**Task objective**
In the records that follow, find the line with "its initial state."; from there, retype every line exactly through the line with "Awesome! Thank you", which also belongs to the answer.
(Entries provided begins)
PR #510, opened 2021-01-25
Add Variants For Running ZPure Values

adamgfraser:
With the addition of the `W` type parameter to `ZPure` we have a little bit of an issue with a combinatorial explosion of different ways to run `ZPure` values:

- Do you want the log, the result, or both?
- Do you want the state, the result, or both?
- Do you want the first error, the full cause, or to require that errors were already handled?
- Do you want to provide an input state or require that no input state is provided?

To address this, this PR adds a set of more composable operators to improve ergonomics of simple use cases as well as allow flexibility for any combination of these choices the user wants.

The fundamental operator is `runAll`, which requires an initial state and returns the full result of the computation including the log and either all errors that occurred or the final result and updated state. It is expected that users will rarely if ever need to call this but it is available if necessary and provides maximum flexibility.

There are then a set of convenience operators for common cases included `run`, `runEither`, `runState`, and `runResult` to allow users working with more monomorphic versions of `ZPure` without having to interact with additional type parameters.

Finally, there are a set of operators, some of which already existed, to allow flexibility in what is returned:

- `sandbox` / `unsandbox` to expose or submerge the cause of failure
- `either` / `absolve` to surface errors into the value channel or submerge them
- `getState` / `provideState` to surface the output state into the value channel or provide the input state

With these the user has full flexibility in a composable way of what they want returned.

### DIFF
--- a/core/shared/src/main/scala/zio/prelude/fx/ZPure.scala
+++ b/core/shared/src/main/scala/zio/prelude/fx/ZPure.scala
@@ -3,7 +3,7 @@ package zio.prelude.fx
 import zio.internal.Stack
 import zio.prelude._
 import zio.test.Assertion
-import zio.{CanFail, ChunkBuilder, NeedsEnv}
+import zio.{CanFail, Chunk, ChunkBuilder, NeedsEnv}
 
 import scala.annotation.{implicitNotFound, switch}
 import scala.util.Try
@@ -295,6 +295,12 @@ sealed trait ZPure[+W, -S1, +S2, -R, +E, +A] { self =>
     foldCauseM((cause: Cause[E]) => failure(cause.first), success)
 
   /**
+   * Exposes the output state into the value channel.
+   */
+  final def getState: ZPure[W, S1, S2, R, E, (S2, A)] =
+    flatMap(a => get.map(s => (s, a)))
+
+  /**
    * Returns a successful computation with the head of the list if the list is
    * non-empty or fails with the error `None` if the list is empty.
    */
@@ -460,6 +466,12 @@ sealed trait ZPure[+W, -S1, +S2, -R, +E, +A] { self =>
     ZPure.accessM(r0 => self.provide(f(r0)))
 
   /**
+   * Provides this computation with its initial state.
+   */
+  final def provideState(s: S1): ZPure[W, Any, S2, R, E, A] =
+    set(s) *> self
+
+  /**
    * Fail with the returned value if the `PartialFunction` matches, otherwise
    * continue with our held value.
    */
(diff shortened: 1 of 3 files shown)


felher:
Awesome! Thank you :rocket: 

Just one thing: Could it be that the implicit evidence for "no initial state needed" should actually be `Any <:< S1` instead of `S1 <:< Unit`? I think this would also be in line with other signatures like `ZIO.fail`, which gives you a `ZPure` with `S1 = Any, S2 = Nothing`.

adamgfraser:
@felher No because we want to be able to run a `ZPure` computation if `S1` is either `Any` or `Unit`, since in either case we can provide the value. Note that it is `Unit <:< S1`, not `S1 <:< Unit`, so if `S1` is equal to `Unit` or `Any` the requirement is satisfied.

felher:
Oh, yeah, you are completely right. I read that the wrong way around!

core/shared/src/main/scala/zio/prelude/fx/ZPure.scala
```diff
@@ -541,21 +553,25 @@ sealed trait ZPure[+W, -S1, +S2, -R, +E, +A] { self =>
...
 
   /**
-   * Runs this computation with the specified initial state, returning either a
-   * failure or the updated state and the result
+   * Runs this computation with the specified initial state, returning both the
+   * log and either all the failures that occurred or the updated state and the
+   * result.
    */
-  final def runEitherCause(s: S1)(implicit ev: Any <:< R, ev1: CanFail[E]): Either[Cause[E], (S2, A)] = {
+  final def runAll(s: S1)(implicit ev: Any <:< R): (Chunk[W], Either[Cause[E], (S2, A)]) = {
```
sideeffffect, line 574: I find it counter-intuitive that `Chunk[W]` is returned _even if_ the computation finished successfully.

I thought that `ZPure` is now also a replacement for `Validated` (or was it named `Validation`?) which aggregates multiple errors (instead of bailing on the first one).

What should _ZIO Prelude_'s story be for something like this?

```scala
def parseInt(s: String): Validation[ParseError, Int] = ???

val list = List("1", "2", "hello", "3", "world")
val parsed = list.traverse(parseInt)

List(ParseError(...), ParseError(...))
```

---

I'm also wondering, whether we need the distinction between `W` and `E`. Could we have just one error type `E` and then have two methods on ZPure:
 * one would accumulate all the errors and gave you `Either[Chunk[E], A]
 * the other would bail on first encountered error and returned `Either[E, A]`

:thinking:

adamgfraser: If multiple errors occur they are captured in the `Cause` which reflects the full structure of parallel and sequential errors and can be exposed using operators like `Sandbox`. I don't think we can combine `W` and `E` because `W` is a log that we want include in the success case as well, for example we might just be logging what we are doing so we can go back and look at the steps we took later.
(Entries provided ends)
**Written solution**
+   * Provides this computation with its initial state.
+   */
+  final def provideState(s: S1): ZPure[W, Any, S2, R, E, A] =
+    set(s) *> self
+
+  /**
    * Fail with the returned value if the `PartialFunction` matches, otherwise
    * continue with our held value.
    */
(diff shortened: 1 of 3 files shown)


felher:
Awesome! Thank you :rocket: 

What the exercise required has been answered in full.